PR #488, opened 2022-07-18
Fix issue 486 (V2)

Felalolf:
Title


jcp19 (approved):
LGTM!
we can merge after the implementation goes through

_ _ _ _ _ _ _

# What you need to do
Give each entry again, spelled exactly as shown.

# Task answer
PR #488, opened 2022-07-18
Fix issue 486 (V2)

Felalolf:
Title


jcp19 (approved):
LGTM!
we can merge after the implementation goes through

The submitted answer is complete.